Top of MATERIAL TO PROCESS

PR #393, opened 2023-02-21
Remove expired deprecation of using scipy matrix

eriknw:
Note that we now maintain a list of active deprecations on our wiki:

https://github.com/python-graphblas/python-graphblas/wiki/Active-deprecations

### DIFF
--- a/graphblas/tests/test_numpyops.py
+++ b/graphblas/tests/test_numpyops.py
@@ -1,6 +1,7 @@
 # These tests are very slow, since they force creation of all
 # numpy unary, binary, monoid, and semiring objects.
 import itertools
+import sys
 
 import numpy as np
 import pytest
@@ -10,10 +11,13 @@ import graphblas.binary.numpy as npbinary
 import graphblas.monoid.numpy as npmonoid
 import graphblas.semiring.numpy as npsemiring
 import graphblas.unary.numpy as npunary
-from graphblas import Vector
+from graphblas import Vector, backend
 from graphblas.dtypes import _supports_complex
 
 from .conftest import compute
+
+is_win = sys.platform.startswith("win")
+suitesparse = backend == "suitesparse"
 
 
 def test_numpyops_dir():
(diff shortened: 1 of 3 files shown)


eriknw:
Oh, interesting test failures (randomized testing ftw?!). This is using `python-suitesparse-graphblas` from upstream, which supports complex on Windows.

It looks like `asin(4 + 0j)` gives the wrong results on Windows in SuiteSparse:GraphBLAS. This is a known limitation. From SuiteSparse:GraphBLAS documentation:

> 5. On Windows, the casin, casinf, casinh, and casinhf functions provided by Microsoft do not return the correct imaginary part. As a result, GxB_ASIN_FC32, GxB_ASIN_FC64 GxB_ASINH_FC32, and GxB_ASINH_FC64 do not work properly on Windows. This affects the GrB/asin, GrB/acsc, GrB/asinh, and GrB/acsch, functions in the MATLAB interface. See the MATLAB tests bypassed in gbtest76.m for details, in the GraphBLAS/GraphBLAS/test folder.

So, we'll need to update tests to ignore these on Windows.

I'm not sure what's up with the error with `ldexp`. Need to print more info.

eriknw:
Heh, so we may have more places where we use `if not _supports_complex` instead of `if is_win`. If so, we'll fine them eventually.

graphblas/tests/test_numpyops.py
```diff
@@ -61,6 +65,11 @@ def test_npunary():
         "INT64": {"reciprocal"},
         "FC64": {"ceil", "floor", "trunc"},
     }
+    if suitesparse and is_win:
+        # asin and asinh are known to be wrong in SuiteSparse:GraphBLAS
+        # due to limitation of MSVC with complex
+        blocklist["FC64"].update({"asin", "asinh"})
+        blocklist["FC32"] = {"asin", "asinh"}
```
eriknw, line 72: I don't know if we strictly need to exclude `asinh` given the input arguments we use, but `asinh` was called out in the documentation for not working.

eriknw:
I'm going to go ahead and merge this since it contains a fix, and I don't think the removed deprecations are particularly significant.

Issue #396, opened 2023-03-07
[pyos] Broken link in docs


szhorvat:
On https://python-graphblas.readthedocs.io/en/latest/user_guide/fundamentals.html, the graphblas.org link is broken, probably due to a double-`:` in `https:://graphblas.org`

<img width="449" alt="image" src="https://user-images.githubusercontent.com/1212871/223452528-fcabc80e-bea7-41a6-a2df-27ef16aedea5.png">

https://github.com/pyOpenSci/software-submission/issues/81

eriknw:
Thanks for the report @szhorvat and the fix @SultanOrazbayev! :heart:

szhorvat:
I won't open a separate issue for this, as it's not a big deal, but the doc page doesn't look great in dark mode, and the header image just went missing. I think it was there earlier today.

<img width="1027" alt="image" src="https://user-images.githubusercontent.com/1212871/223567191-518312b0-1450-42f2-8815-7338f1405bfc.png">

eriknw:
> I won't open a separate issue for this, as it's not a big deal, but the doc page doesn't look great in dark mode, and the header image just went missing. I think it was there earlier today.

Thanks for reporting. I fixed the header logo in #400. I think this _just_ happened.

As for not looking good in dark mode, the "stable" build of the docs looks fine to me:
https://python-graphblas.readthedocs.io/en/stable/index.html

The stable build uses `pydata-sphinx-theme` 0.12.0. The "latest" build uses version 0.13.1. Looks like something changed (CC @jim22k). Perhaps we should pin to a specific version.

Also, should we point to "stable" docs instead of "latest" docs? As a developer, it's nice to have issues reported for latest.

Regarding the original issue of a broken link in the doc, perhaps we should add a check to ensure links work. For example, `make linkcheck` mostly does this, but seems to have issues for relative links for me.

SultanOrazbayev:
Just a quick note to confirm the docs render well for me in the dark mode also and I can see the logo.

jim22k:
I just updated readthedocs config so that "stable" is the default.

@eriknw I'll update your PR with a fix for the dark mode.

PR #397, opened 2023-03-07
Update fundamentals.rst

SultanOrazbayev:
Resolve https://github.com/python-graphblas/python-graphblas/issues/396

Checked with `grep -rai '::/'` and seems this is the only case.

### DIFF
--- a/docs/user_guide/fundamentals.rst
+++ b/docs/user_guide/fundamentals.rst
@@ -37,7 +37,7 @@ The descriptor is a set of bitwise flags.
   - Replace mode indicates that elements outside the mask area should be cleared in the final output.
     When not in replace mode, elements outside the mask are left untouched.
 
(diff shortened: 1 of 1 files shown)


eriknw:
Thanks for the quick fix @SultanOrazbayev!

I just fixed the (unrelated) bug, which was a new DeprecationWarning, so can you merge the latest main branch into this PR?

SultanOrazbayev:
Unrelated to the issue/PR, but is it feasible/logical to ignore code tests on the update of docs only?

eriknw:
> Unrelated to the issue/PR, but is it feasible/logical to ignore code tests on the update of docs only?

Yeah, that probably a good idea and doable. Want to give it a try? This might be a good resource:
https://docs.github.com/en/actions/using-workflows/workflow-syntax-for-github-actions#onpushpull_requestpull_request_targetpathspaths-ignore

PR #400, opened 2023-03-08
Fix path to logo in docs (include `_static` in path)

eriknw:
Our logo just disappeared in the docs. Adding `_static/` to the path seems to fix it. Is `html_static_path` supposed to do this for us?

Reported here: https://github.com/python-graphblas/python-graphblas/issues/396#issuecomment-1458955342

Maybe we should pin to a specific version of `pydata-sphinx-theme`.

### DIFF
--- a/docs/_static/custom.css
+++ b/docs/_static/custom.css
@@ -6,6 +6,7 @@
 }
 
 .intro-card {
+    background-color: var(--pst-color-background);
     margin-bottom: 30px;
 }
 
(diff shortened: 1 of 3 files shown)


SultanOrazbayev:
It's odd, but now the dark version is not rendering correctly for me. I tried Safari and Chrome, clearing cache, but it shows now just like in the linked comment (so no logo and white text blocks in dark mode).

PR #413, opened 2023-03-22
Fix right panel visibility overlap issue

### LINKED ISSUE #406: [pyos][docs] In-page TOC overlaps with page content in docs
Not sure if this is an upstream issue with `pydata-sphinx-theme` - but when loading the docs on mobile, or just with a narrow screen, they look like this, which makes them unreadable. Tested in firefox and chrome, though sometimes chrome doesn't show the in-page TOC at all, which is interesting.

If this is an upstream issue with the theme, feel free to close, just wanted to put on your radar

Mobile (simulated):
Screen Shot 2023-03-20 at 11 43 09 AM

Screen Shot 2023-03-20 at 11 43 18 AM

Related to PyOS review: https://github.com/pyOpenSci/software-submission/issues/81

jim22k:
The issue was an entry in the CSS. Not sure where it came from, but it was breaking the behavior of the right-side panel. Once removed, everything works fine.

I also split up the API reference into separate pages for better navigation experience.

Fixes #406


eriknw:
LGTM, thanks @jim22k! I edited your comment to indicate which issue it fixes.

SultanOrazbayev:
Great, the dark theme also looks good now!

Issue #324, opened 2022-11-13
Support Python 3.11


eriknw:
Let's track this. We are waiting on numba:
- https://github.com/numba/numba/pull/8381
- https://github.com/numba/numba/pull/8545
- https://github.com/numba/numba/pull/8590
- https://github.com/numba/numba/issues/8304

`python-suitesparse-graphblas` now supports Python 3.11.

eriknw:
Closing. CI now tests Python 3.11. This was implemented in #423.

PR #414, opened 2023-03-23
Test numba 0.57dev and numpy 1.24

Bottom of MATERIAL TO PROCESS

▶ _TASK REQUIREMENTS_
Give again, exactly as written, every line from the first one above through the line that has "It looks like" in it.

▶ _FINAL ANSWER_
PR #393, opened 2023-02-21
Remove expired deprecation of using scipy matrix

eriknw:
Note that we now maintain a list of active deprecations on our wiki:

https://github.com/python-graphblas/python-graphblas/wiki/Active-deprecations

### DIFF
--- a/graphblas/tests/test_numpyops.py
+++ b/graphblas/tests/test_numpyops.py
@@ -1,6 +1,7 @@
 # These tests are very slow, since they force creation of all
 # numpy unary, binary, monoid, and semiring objects.
 import itertools
+import sys
 
 import numpy as np
 import pytest
@@ -10,10 +11,13 @@ import graphblas.binary.numpy as npbinary
 import graphblas.monoid.numpy as npmonoid
 import graphblas.semiring.numpy as npsemiring
 import graphblas.unary.numpy as npunary
-from graphblas import Vector
+from graphblas import Vector, backend
 from graphblas.dtypes import _supports_complex
 
 from .conftest import compute
+
+is_win = sys.platform.startswith("win")
+suitesparse = backend == "suitesparse"
 
 
 def test_numpyops_dir():
(diff shortened: 1 of 3 files shown)


eriknw:
Oh, interesting test failures (randomized testing ftw?!). This is using `python-suitesparse-graphblas` from upstream, which supports complex on Windows.

It looks like `asin(4 + 0j)` gives the wrong results on Windows in SuiteSparse:GraphBLAS. This is a known limitation. From SuiteSparse:GraphBLAS documentation:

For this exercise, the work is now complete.